- [YOUR TASK] Among the entries, which lines carry the string "could"? Copy every one.

Dataset records:

Issue #4119, opened 2025-09-18
perf_event_arg config field value meaning


genie-zs:
Hello! Recently I did some experiments with [bpf policy](https://github.com/cilium/tetragon/blob/main/examples/policylibrary/bpf.yaml) and came accros strange set of numbers in [perf_event_arg](https://man7.org/linux/man-pages/man2/perf_event_open.2.html) config field for a tracepoint event.

*Output below is intentionally ommited*
```json
"function_name": "security_perf_event_alloc",
"args": [
  {
	"perf_event_arg": {
	  "Type": "PERF_TYPE_TRACEPOINT",
	  "Config": "670014898176" <---
	}
  }
]
```	
It seems ([1](https://man7.org/linux/man-pages/man2/perf_event_open.2.html), [2](https://github.com/cilium/tetragon/blob/698a6ba914fec27980f2c119296f4dd210657302/bpf/process/types/basic.h#L1172)) that it should contain tracepoint id matching `/sys/kernel/tracing/events/*/*/id`.

Is this somekind of bug or I just misunderstand something?

I've encountered this behaviour on next systems:

Tetragon Version: 1.5.0
Kernel: 5.14.0-362.13.1.el9_3.x86_64 
Linux flavor: Rocky 9.3

Tetragon Version: 1.4.1
Kernel: 5.8.0-63-generic
Linux flavor: Ubuntu 20.10

olsajiri:
yep, it's a bug, thanks for the report, should be fixed by https://github.com/cilium/tetragon/pull/4126

genie-zs:
Nice! Thank you!

PR #4126, opened 2025-09-25
tetragon: Fix struct perf_event_info_type layout

olsajiri:
We have a hole in perf_event_info_type which results in wrong number in its go counterpart MsgGenericKprobePerfEvent which is aligned differently.

Make sure the C object does not have any holes.

Fixes: https://github.com/cilium/tetragon/issues/4119


kevsecurity:
How did we not notice before?

olsajiri:
nobody checked that field I guess.. ?

PR #4132, opened 2025-09-26
chore(bpf, pkg/errmetrics): some probe_read() bpf errmetrics

FedeDP:
### Description

Also, fixes a small issue with the newly introduced cgo variant for the bpf-fileids go helper (see https://github.com/cilium/tetragon/commit/303ce626af6a7caf896fdd7b36f93098e68f05ee): since we are now embedding the fileids.h header through cgo, we need a non-cached run to be able to catch fileids.h updates.


kkourt (approved):
Thanks!

PR #4133, opened 2025-09-26
ci: always upload Go test artifacts for easier debugging

### LINKED ISSUE #2806: ci: Go tests does not return artifacts on failed execution
Here is an example https://github.com/cilium/tetragon/actions/runs/10416242015?pr=2804.

image

AritraDey-Dev:
Fixes #2806 

### Description
This PR updates the Go test workflow to always upload test artifacts (logs, bugtool dumps, vmlinux) regardless of test success or failure.

### DIFF
--- a/.github/workflows/gotests.yml
+++ b/.github/workflows/gotests.yml
@@ -77,7 +77,7 @@ jobs:
       if: failure()
       uses: actions/upload-artifact@ea165f8d65b6e75b540449e92b4886f43607fa02 # v4.6.2
       with:
-        name: tetragon-json
+        name: tetragon-json-${{ matrix.os }}
         path: /tmp/tetragon.gotest*
         retention-days: 5
 
@@ -85,7 +85,7 @@ jobs:
       if: failure()
       uses: actions/upload-artifact@ea165f8d65b6e75b540449e92b4886f43607fa02 # v4.6.2
       with:
-        name: tetragon-bugtool
+        name: tetragon-bugtool-${{ matrix.os }}
         path: /tmp/tetragon-bugtool*
         retention-days: 5
 


kevsecurity:
Is the benefit worth the storage costs?

mtardy (commented):
Thanks, I agree with the unique name fix but maybe not with the `always` change. Wdyt?

AritraDey-Dev:
> Thanks, I agree with the unique name fix but maybe not with the `always` change. Wdyt?

As the corresponding issue is mentioned, I'd prefer to keep `if: always()`  where we might need to compare logs from both successful and failed runs.  And also helps us spot warnings in passing tests.

AritraDey-Dev:
> Is the benefit worth the storage costs?

I believe, since the artifacts are retained for 5 days, this keeps long-term storage costs low.

mtardy (changes requested):
In the case of success you won't have any bugtool related information https://github.com/cilium/tetragon/actions/runs/18046445028?pr=4133. So maybe put it abck to failure() only. Not convinced about the usefulness of having the BTF and events in case of success as well. I'll drop e6ab3fd7be1d933349454af803ebbf6a9626bc31 all together.

Image

Thank you!

mtardy (commented):
hey could we just drop the rest and merge ad69544d437bfe6eb5ce72bff27c32013a7899a7?

AritraDey-Dev:
> hey could we just drop the rest and merge [ad69544](https://github.com/cilium/tetragon/commit/ad69544d437bfe6eb5ce72bff27c32013a7899a7)?

yes,I was overthinking it -` if: failure()` should work fine without continue-on-error: true and the final exit 1 step. I'll simplify this back to using if: failure()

- [TASK OUTPUT]
hey could we just drop the rest and merge ad69544d437bfe6eb5ce72bff27c32013a7899a7?
> hey could we just drop the rest and merge [ad69544](https://github.com/cilium/tetragon/commit/ad69544d437bfe6eb5ce72bff27c32013a7899a7)?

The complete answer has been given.